NeMo Gym

View as Markdown

NeMo Gym

NeMo Gym is a library for evaluating and improving models and agents using environments. NeMo Gym provides infrastructure to develop environments, scalably run evaluation and training, and a collection of popular benchmarks and training environments.

When to Use NeMo Gym

  • You need to evaluate models or agents in stateful environments (for example, code execution, tool calling, sandboxes).
  • You want reproducible evaluation across teams using shared environments and verifiers.
  • You need to use environments at scale — multiple repeats per task, or thousands of concurrent requests for training.
  • You want to seamlessly transition between evaluation, agent optimization, and training.

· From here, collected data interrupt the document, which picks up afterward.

PR #832, opened 2019-05-21
minor bug fixes, refactoring and style

gpolitis:


src/main/java/org/jitsi/videobridge/Endpoint.java
```diff
@@ -496,7 +496,18 @@ else if (packet instanceof RtcpSrPacket)
...
+            {
+                if (logger.isDebugEnabled())
+                {
+                    logger.debug(
+                        "dropping an sr from ssrc="
+                            + rtcpSrPacket.getSenderSsrc()
+                            + ", timestamp="
+                            + rtcpSrPacket.getSenderInfo().getRtpTimestamp());
+                }
+                return;
```
bgrozev: Doesn't this drop all SRs for audio?

bgrozev: Note that we're already filtering out the SRs for video streams that the BC doesn't accept (in `Endpoint.wants()`/`BitrateController.accept()`.

gpolitis: right, i forgot that, i'll revert this

src/main/java/org/jitsi/videobridge/cc/BitrateController.java
```diff
@@ -1545,6 +1523,15 @@ int getTargetIndex()
                 ? ratedIndices[ratedTargetIdx].encoding.getIndex() : -1;
         }
 
+
+        int getPreferredIndex()
```
bbaldino: can this be private or protected?

gpolitis: all these methods (gettargetindex, gettargetbitrate, getpreferredindex, etc) already are package-private and intellij idea doesn't raise a warning. If we change them to be protected then intellij idea gives a warning. We can make them private (i don't see the reason why but i don't really mind either), but i think they should all be the same for concistency

bbaldino: It's always good to scope methods as tightly as they can be. This better isolates the class, makes testing and future refactoring easier and better communicates how methods are supposed to be used (or not be used externally).

bgrozev: Note that all these are members of a private class, so they are already only accessible from `BitrateController`

PR #1061, opened 2020-01-24
Adds a query param to the main debug call in the colibri http api.

gpolitis:
This avoids having to do 2 API calls during testing, first get the conference id and then get the full description of the call.

### DIFF
--- a/src/main/java/org/jitsi/videobridge/Videobridge.java
+++ b/src/main/java/org/jitsi/videobridge/Videobridge.java
@@ -1098,7 +1098,7 @@ public class Videobridge
      * to include. If not specified, all of the conference's endpoints will be
      * included.
      */
-    public OrderedJsonObject getDebugState(String conferenceId, String endpointId)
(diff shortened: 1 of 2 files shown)


bbaldino:
Would it be easy to add a test to verify the default behavior still works?

gpolitis:
> Would it be easy to add a test to verify the default behavior still works?

@brianh5 do you see this as parsing the json and making sure it doesn't have the "full" stats or something smarter?

bbaldino:
> > Would it be easy to add a test to verify the default behavior still works?
> 
> @brianh5 do you see this as parsing the json and making sure it doesn't have the "full" stats or something smarter?

Yeah, I don't think that would be too bad?  If it turns out to be problematic we can skip it.  (btw that git username is defunct now, I'm just `bbaldino`).

gpolitis:
@bbaldino ah, so, it turns out it's not so practical because I have to setup the mock JVB to return something when its `getDebugState` method is called which is meaningless because then we're not checking the result of an actual computation.

PR #1064, opened 2020-01-28
AdaptiveTrackProjection log: null value check for srcEpId

Mikhalevich:
possible exception in LogContext  when use ImmutableMap.copyOf(context), if source.getOwner() is null


Mikhalevich:
@bbaldino please review

bbaldino:
Is the scenario where getOwner is null here legit? Or does it only happen when something goes wrong?

bgrozev:
I think jicofo always includes the `owner` field in colibri, but the only place we actually need it and use it is Octo. We could always set it for `MediaStreamTrackDesc` objects.

bgrozev:
@Mikhalevich thanks for the contribution!

PR #1065, opened 2020-01-28
ByteBufferPool bookkeeping enhancements

JonathanLennox:


src/main/java/org/jitsi/videobridge/util/ByteBufferPool.java
```diff
@@ -113,6 +127,19 @@ private static long threadId()
         return Thread.currentThread().getStackTrace();
     }
 
+    /**
+     * Gets a stack trace as a multi-line string.
+     */
+    private static String stackTraceAsString(StackTraceElement[] stack)
```
bbaldino: While you're doing this, can you write a kotlin one which is inlined so we don't get these methods as part of the stack?  I'm fine with just doing it in JVB.

JonathanLennox: I can use `UtilKt.getStackTrace()` but Java won't inline Kotlin, so they still show up on the stack.  Probably still worth it, though.

src/main/java/org/jitsi/videobridge/util/ByteBufferPool.java
```diff
@@ -198,10 +228,23 @@ else if (len < 2000)
...
+            {
+                logger.info("Thread " + threadId()
+                    + " returned a previously-returned buffer at\n"
+                    + getStackTraceAsString() +
+                    "previously returned at\n" +
+                    stackTraceAsString(returnedBookkeeping.get(arrayId).deallocTrace));
+            }
+            else
             {
                 logger.info("Thread " + threadId()
```
bbaldino: As I'm doing debugging, I'm finding I wish we had the size of the buffer as well here.

src/main/java/org/jitsi/videobridge/util/ByteBufferPool.java
bbaldino: Ah, bummer.

src/main/java/org/jitsi/videobridge/util/ByteBufferPool.java
```diff
@@ -198,14 +208,27 @@ else if (len < 2000)
...
+                returnedBookkeeping.put(arrayId, new ReturnedBufferBookkeepingInfo(bookkeeping.get(arrayId), UtilKt.getStackTrace()));
+                bookkeeping.remove(arrayId);
+            }
+            else if (returnedBookkeeping.containsKey(arrayId))
+            {
+                logger.info("Thread " + threadId()
+                    + " returned a previously-returned buffer at\n"
+                    + UtilKt.getStackTrace() +
+                    "previously returned at\n" +
+                    returnedBookkeeping.get(arrayId).deallocTrace);
```
bbaldino: I've seen a race happen here where this causes an NPE...so we should check and save the entry in one step.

If you are scoring model outputs with a stateless check and do not need scale or training, a script is probably sufficient.

What NeMo Gym Provides

  • Modular, extensible interfaces for agents, environments, tasks, and verifiers
  • Environment hub of popular benchmarks and training environments
  • Use your own agents or choose from built-in harnesses
  • Scale to thousands of concurrent environments
  • Train with the RL framework of your choice
  • Battle-tested in production Nemotron training

NeMo Gym Product Overview

Integrations

NeMo Gym integrates with the broader agentic ecosystem:

  • Environment libraries: Seamlessly combine environments and benchmarks from other libraries alongside NeMo Gym environments.
  • Training framework libraries: Use environments for SFT and RL training.
  • Agent harnesses: Popular agent harnesses for evaluation and training available out of the box.
  • Agent framework libraries: Use your custom agent built with agent frameworks in NeMo Gym environments.
  • Sandboxes: Isolate agent runtime execution.